A Gateway Drug for the Marooned and Cocooned

        Today, our way of seeing is blurred by a myopic romantic utopianism.[4]  Like Chris the unshorn sheep, nearly all of us are marooned, cocooned, and blinded by deceptive modern incantations with their own mythic power: the myth of progress, the denial of fallen nature, the marginalization of God, and an intoxication with material immanence, expressive individualism, and excessive consumer contentment.

        Classical education is an en-lightening process. Goodness, truth, and beauty are the shearing instruments to reveal—through light, justice, and piety—our true condition. We are fallen ruins with a glorious destiny. Educational holiness in community kindles a longing for the healing of this cosmic rupture. C.S. Lewis called it Sehnsucht—a gateway drug to God’s invisible world.

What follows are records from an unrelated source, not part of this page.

PR #409, opened 2015-07-07
Update hello-world.md

sdbarron:
Highlighted command to run sample was unexpectedly "npm start".  "node app.js" seems to be more correct...but, hey, I'm just "Getting Started", what do I know?

### DIFF
--- a/starter/hello-world.md
+++ b/starter/hello-world.md
@@ -37,7 +37,7 @@ The app starts a server and listens on port 3000 for connection. It will respond
 Save the code in a file named `app.js` and run it with the following command.
 
 ~~~ sh
-$ npm start
+$ node app.js
 ~~~
 
 Then, load [http://localhost:3000/](http://localhost:3000/) in a browser to see the output.


crandmck:
Per discussion in #404, `node app.js` doesn't actually work here.  Rather than the suggested change, perhaps an explanation of why we're using `npm start` instead?

dougwilson:
Looking at this page, taken by itself, it does not reference using the Express generator at all and instead simply displays the contents of a file and tell you to save it as `app.js`. This page would indeed need `node app.js` to function as the page describes.

crandmck:
OK.  @dougwilson I guess I was confused by [this comment](https://github.com/strongloop/expressjs.com/pull/404#issuecomment-114287083).  

It seems there is some confusion in general caused by a "Getting Started" flow that starts (after installation) with [Express generator](http://expressjs.com/starter/generator.html) and then goes to a [Hello world](http://expressjs.com/starter/hello-world.html) that _doesn't_ use the generator.  Perhaps we should consider making these two consistent...?  Or at least adding a note to [Hello world](http://expressjs.com/starter/hello-world.html) that this is a stripped-down minimal example NOT created with the generator, which is fine for a "Hello World" example.

dougwilson:
Exactly, the difference is confusing. My comment was because I was under the assumption we were talking about generator code, but this hello world page is not generator code, apparently.

crandmck:
OK, I added an explanatory note to [Hello world](http://expressjs.com/starter/hello-world.html) and I reordered the articles, so the flow is:
1. Installing
2. Hello world
3. Express generator

Hopefully, that will make it a bit clearer.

When we experience it, we begin to “carry the fire” together.

 The Paradise of the Heart

        At the end of all this shearing, then, what will we find?

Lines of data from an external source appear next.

PR #415, opened 2015-07-15
Minor doc changes

didoarellano:


starter/faq.md
```diff
@@ -17,8 +17,8 @@ Routes and other application-specific logic may live in as many files
 as you wish, in any directory structure you prefer. View the following
 examples for inspiration:
 
-* [Route listings](https://github.com/strongloop/express/blob/master/examples/route-separation/index.js#L19)
-* [Route map](https://github.com/strongloop/express/blob/master/examples/route-map/index.js#L47)
+* [Route listings](https://github.com/strongloop/express/blob/2ac25098548f739c4f2b526b2a00aa60a74c8e75/examples/route-separation/index.js#L32-L47)
```
dougwilson: Oh, these links are good to change, since they could stale at any moment. Could you perhaps change them to be based off a git tag rather than a tree hash? Then it would be easy to identify it needs to be updated.

didoarellano: Do you mean like this instead:

> https://github.com/strongloop/express/blob/master/examples/route-separation/index.js#L32-47 ?

You want to always link to the latest version of the file and just keep updating the links when they change?

crandmck:
Is that what you had in mind @dougwilson? Everything else LGTM.

dougwilson:
No, it is not. The links are back to using "master" branch. I want them to use tags. I'm not at a computer, so cannot provide examples at this time, but what I can say is the link should not contain the word "master" nor should it contain a hash.

starter/faq.md
dougwilson: No, that's what it was before. I mean that it should use a tag, not a branch.

didoarellano:
https://github.com/strongloop/express/blob/4.13.1/examples/route-map/index.js#L52-L66

Like that?

dougwilson:
Yes, that's it!

didoarellano:
Got it. :+1:

crandmck:
Thanks @didoarellano

didoarellano:
Yay, thanks.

        In Comenius’ classic of Christian spirituality, The Labryrinth of the World and the Paradise of the Heart, Christ himself enters the heart of the pilgrim and there shares the purpose of liberal learning:

Let the highest point of your learning be to search for me in my deeds, to see how wonderfully I guide you and all things…In place of all libraries, I give you this book [the Bible] in which you will find contained all the liberal arts. 

            Your grammar will be the contemplation of my words; 
            your dialectics, faith in them;
            your rhetoric, prayers and sighs;
            your science, examination of my works;
            your metaphysics, delight in me and in eternal things; 
            your mathematics, calculating, weighing, and measuring my blessings on the one hand, and the ingratitude of the world on the other.
            Your ethics will be my love, which will provide you with the rule for all your conduct toward me and toward your neighbors.

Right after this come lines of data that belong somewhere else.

PR #421, opened 2015-08-10
Update app-locals.md

mmmveggies:
"cannot use in middleware" is very confusing. Are you proposing it is an anti-pattern to do so?


hacksparrow:
Note really. That was just a remnant of the old documentation. We are improving it whenever we find the opportunity to do so. Thanks for the contribution!

Issue #425, opened 2015-08-25
router.param doc states that it can accept an array as name, but it cannot 


vehsakul:
see also https://github.com/strongloop/express/issues/2742#issuecomment-134736492

hacksparrow:
Thanks for reporting. Updated.

PR #426, opened 2015-08-25
Change router.param first arg to string not array

crandmck:
Per #425.  In https://github.com/strongloop/express/issues/2742#issuecomment-134736492 Doug clearly states that router.param never accepted an array as the first arg.  I don't doubt him, but it seems a bit odd that the docs had as much detail as they did on that and an example...

@hacksparrow  PTAL.


hacksparrow:
Yes, `app.param()` accepts an array, `router.param()` does not.

dougwilson:
I think it was just an accidental confusion, in think that `router.param` just worked exactly like `app.param` :( In 4.0, when `router.param` was introduced, we decided to simplify it, rather than keep with the more complex `app.param`.

hacksparrow:
Agreed @dougwilson.

PR #428, opened 2015-08-29
Fix inconsistency in coding style

saadq:


crandmck:
Thanks @saadq I know there are more of these inconsistencies around, but we might as well fix them as we find 'em.

PR #430, opened 2015-08-29
Update index.md

yhagio:
Re-translated unclear translations to more readable, and to match the source's meaning.


hacksparrow:
Arigatou @yhagio san!

PR #436, opened 2015-09-09
Fix GitHub repository URL when JavaScript disabled

madarche:
that is when `./js/app.js` is not run on the client-side and `$('#fork').html(editLink);` is thus not run.


hacksparrow:
Good catch. Thanks!

PR #512, opened 2015-11-27
translation of 'starter' tab and index page is corrected

Croolis:
I know that this site will be translated into Russian by professionals. But now it looks realy weird.


hacksparrow:
Thanks @Croolis

PR #513, opened 2015-11-30
Add 3.x deprecated notice to security page

dougwilson:
So when looking at the security page, it's not exactly clear that even using the most recent version of the 3.x line may be secure. This is basically just adding the deprecation notice from the 3.x API page to the 3.x section on the security page. Let me know if there are any desired style changes :)


hacksparrow:
@dougwilson looks good.

PR #515, opened 2015-12-03
Fix URL to 2.x docs in nav menu

JamesMGreene:


hacksparrow:
Thanks @JamesMGreene!

PR #517, opened 2015-12-04
Fix typo

kohei-takata:


hacksparrow:
Thanks for the corrections @kohei-takata!

PR #518, opened 2015-12-05
Writing correction

rafael-franca:
Only writing correction


hacksparrow:
Obrigado @rafael-franca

You will pursue all this learning not in order to be seen [by others] but rather that you might draw nearer to me. And in all of this, the simpler you become, the more learned you will be. For my light illumines simple hearts.”[5]

   May the same be said of the classical education on offer today.

 [1] William Alsted, Theologia naturalis, II.242, quoted in Petr Pavlas (2023): Up to Five Books of God: The Metaphorical and Theological Background of Herborn Encyclopaedism, Reformation & Renaissance Review, DOI: 10.1080/14622459.2022.2160686.12.

[2] Quoted in Jan Habl, The Restoration of Human Affairs.

[3] Thanks to my friend David Hoffner for this phrase.

[4] Some of the language in this section is inspired by Anonymous, From Christendom to Apostolic Mission: Pastoral Strategies for an Apostolic Age (University of Mary, 2020), see especially pp. 65-88.

[5] John Comenius, The Labryrinth of the World and the Paradise of the Heart, The Classics of Western Spirituality. Translated and Introduced by Howard Louthan and Andrea Sterk. Preface by Jan Milic Lochman. Paulist Press, 1989, 191.

Dan Olson, MATS, CFRE, directs the Spreading Hope Network, spreading remarkable God-centered education for children of the city, and is managing director of Anselm House, a center for Christian studies at the University of Minnesota. He the author or illustrator of many books for children including The Runaway Sheep and Oh, The Treasures You’ll Know! [He currently serves on the boards of Hope Academy (Minneapolis), the Regent College Foundation, and the Baylor Center for Educational Leadership. He and his wife and four kids live in Minneapolis and are members at Hope Community Church.]